A modification of this knot, called a “Bowline on a Bight,” is shown by Fig. 21. The loop is made as in the previous knot, only with the two parts of a doubled rope; the bight is then passed up through the loop, opened, and turned backwards over the rest of the knot, when it appears as illustrated. To untie it, draw the bight of the rope up until it is slack enough, and bring the whole of the other parts of the knot up through it, when it will readily come adrift. If the standing parts of the rope are held fast, it puzzles the uninitiated to undo it.
A “Running Bowline” has the knot made on the end after it has been passed round the standing [Pg 29] part, thus forming a loop through which the main rope will run. Two ropes may be joined together by making a bowline in the end of one of them, and putting the end of the other through the bight, and forming with it another bowline on its own part. This is often used to join hawsers together.

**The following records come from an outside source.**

PR #1440, opened 2026-07-28
fix(magic-link): button arrangement

derrabauke:
Change the order of the activiy edit form.
* form action buttons (save/delete) are grouped left and therefore easier tab-targets (one tab for *save* as the primary action of the form)
* magic link button is separated a bit

## Before (desktop)
image

## After (desktop)
image

---

## Before (mobile)

image

## After (mobile)
image

### DIFF
--- a/ember/frontend/app/components/magic-link-btn.gjs
+++ b/ember/frontend/app/components/magic-link-btn.gjs
@@ -26,7 +26,7 @@ export default class MagicLinkBtn extends Component {
     <button
       type="button"
       data-test-magic-link-btn
-      title="Create a magic link"
+      title="Create a shareable link for the current task"
       class="btn btn-default"
       disabled={{if @requiresTask (not @task)}}
       {{on "click" this.toggleModal}}
--- a/ember/frontend/app/components/magic-link-modal.gjs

Fig. 22 shows a method of making a rope fast to a post or pillar. The rope is doubled and passed round the post, and the ends put through the loop. For greater security, the ends may be passed round the standing part and through the bight thus formed, as in Fig. 23; or, instead of [Pg 30] passing the cords through the bight, a loop may be formed by doubling the ends, and this loop put through the bight, thus forming a slippery hitch. This knot has the advantage of being more readily undone than the other one, as it is necessary merely to pull at the ends, and the rope is released at once. The ends may also be secured by making a Flemish knot on them, instead of an overhand knot.

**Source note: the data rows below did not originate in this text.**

PR #1442, opened 2026-07-29
fix(frontend/report-comment): fix focusout swallowing clicks

c0rydoras:
this is not a proper fix, but still better than having it be plain broken


derrabauke (approved):
*sus*

PR #1487, opened 2026-08-13
fix(backend): refactor use of NumberFilter/BaseInFilter

c0rydoras:


backend/timed/tracking/tests/test_report.py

The remainder of this chapter will discuss a different class of fastenings. It is not easy to state, however, where knots end and bends and hitches begin; indeed, a tie that, in certain circumstances and made a particular way, is called a “knot,” differently constructed, and under other conditions, is called a “bend” or “hitch,” though the result is the same in both cases. As an illustration, take two half-hitches (Fig. 24), which, if made in another way round a pole, are called a “builder’s knot.” If readers will analyse the knots illustrated throughout this book, they will find several other similar instances. A (Fig. 24) is a single hitch, being merely a loop formed in a rope. This is readily done by holding the rope in the left hand, and giving it a twist with the right; the loop then forms itself, as it were. When a tightly laid piece of cordage is twisted, these loops are apt to rise and form “kinks,” which are very objectionable, as the cord is sure to part at the kink when a strain is put on it. [Pg 31] It is still worse in the case of wire, which breaks readily when kinked. Tight, hard cordage should always be well stretched before it is used, to avoid kinking.
Two half-hitches (Fig. 24) are a useful knot for a variety of purposes, as they are quickly made, and will not slip, no matter what strain is put upon them—indeed, the more they are hauled upon the faster they hold. They are the best means of making a rope fast to a hook. First one hitch is slipped on, and then the other on the top of it, and the rope is fast in less than two seconds. This knot is used by surgeons in reducing a dislocation of the thumb joint.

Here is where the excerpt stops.